▶ [Source data]:
PR #173, opened 2026-02-14
Add contact favorites filter with companion flags bit0 persistence

Specter242:
## Summary
- Adds a Favorites-only filter in contacts UI.
- Uses companion contact `flags` bit0 as the source of truth for favorites (read + write), instead of local app-only storage.
- Preserves contact flags when sending `CMD_ADD_UPDATE_CONTACT` path updates so favorites are not cleared by path changes.
- Addresses reviewer feedback about cross-client persistence by removing the app-only favorites storage path.

## Context
- Resolves #40
- Resolves #166
- Follow-up to #172 (this branch currently includes #172 commits and should be reviewed/merged after #172).

## Test plan
- [x] `dart format` on modified Dart files
- [x] `flutter gen-l10n`
- [x] `flutter analyze`
- [x] Build/install on Android (`flutter build apk --debug` + `adb install -r`)
- [ ] iOS test (not run: iOS device/environment unavailable)

Issue #166, opened 2026-02-12
Loosing Favorite flag


ericszimmermann:
Hi, this is related to my issue #40.

When I write a DM to a contact which is favored, or manage a repeater which was in my favorite List in Liams App here in meshcore open, then it looses this flag.
Since currently I have to switch between the Apps, this means the contact/repeater disappears from the List in Liams App, which is quite annoying.

Sincerely Eric

446564:
I'm assuming it's one of the reserved for future use flags.

https://github.com/meshcore-dev/MeshCore/blob/246d681b2bb9201952bf93d7970bce054ceb3a00/docs/payloads.md?plain=1#L47-L59

But will need to do some digging or ask Liam. But I suppose of we just read and wrote back the flags it doesn't matter what they are.

446564:
Liam to the rescue, huge thanks.

Contact flags:
https://github.com/meshcore-dev/MeshCore/blob/246d681b2bb9201952bf93d7970bce054ceb3a00/src/helpers/ContactInfo.h#L10

Favorite bit flag:
https://github.com/meshcore-dev/MeshCore/blob/246d681b2bb9201952bf93d7970bce054ceb3a00/src/helpers/BaseChatMesh.cpp#L78

And a very generous snippet from his app code:
```
static bool isFavourite(int contactFlags) {
    // this first bit is favourites flag
    return contactFlags & 0x01 == 0x01;
  }

  static int getPermissions(int contactFlags) {
    // this first bit is favourites flag, so we will skip that
    return contactFlags >> 1;
  }

  static bool hasPermissionTelemetryModeBase(int contactFlags) {
    return getPermissions(contactFlags) & Constants.telemetryPermissions.base == Constants.telemetryPermissions.base;
  }

  static bool hasPermissionTelemetryModeLocation(int contactFlags) {
    return getPermissions(contactFlags) & Constants.telemetryPermissions.location == Constants.telemetryPermissions.location;
  }

  static bool hasPermissionTelemetryModeEnvironment(int contactFlags) {
    return getPermissions(contactFlags) & Constants.telemetryPermissions.environment == Constants.telemetryPermissions.environment;
  }
```

zjs81:
This is done.

Issue #40, opened 2026-01-16
Contact list filter "Favorites"


ericszimmermann:
Implementation of the Favorite-Filter in the contact list.
It would help to have the relevant contacts handy.
(I would like to have it filtered, you could also pin them on the top of the list.)

The Favoritestatus is saved as bit0 in the flags of the contacts.

Sincerely Eric

ericszimmermann:
Related Issue is, when I access a Repeater to manage, the flags will be resettet.
This results in removing the repeater from the Favorite list in the Meshcore App from Liam.
We should realy preserve this flag and maybe use it ourself.
It is the first bit in the contacts flag.

ericszimmermann:
I want to pitch the Favorite function again.
You should be able to set/unset it and filter after it.
Because you can configure your companion to automatically add (only) User contacts on Discovery.
Since we have no Discovery screen to manually add contacts, I have to use this option.
But with this option commes another one: "Clear oldest contacts, when contactlist is full, except the ones who are marked favorites."
The favorite ones have the lowest bit set in the contact flags.

So I either have to go to Liams App to get the Discovery Screen to add Manually or
I have to get to his App to set the Favorites, so that some of my private contacts are staying permanently (I want to keep the History and Settings, even if I do not use these contacts regularly).

Sincerely Eric

zjs81:
This is implemented.

PR #234, opened 2026-02-24
favorites handling only

ericszimmermann:
This is a pull request, which **only** takes the changes for **favorite handling from PR #173 (Add contact favorites filter with companion flags bit0 persistence)**.
Thanks to Specter242 for these changes. He has done all the work.
I just **updated** it **to** the status of the current **zjs81/main**,
without the changes of #172 (Add room sync controls with polished room server status UI), which also ended up in PR #173.
Solves Issues #40 and #166.
I had it tested, that it works with my T114 companion and in combination with Liam's App.

Sincerely Eric


zjs81:
@Specter242 @ericszimmermann Thanks for your contributions on this I will merge it in.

▶ [What the exercise asks]: Tally the lines in the records that hold the word "companion". Give only the total.

▶ [Your response]: 5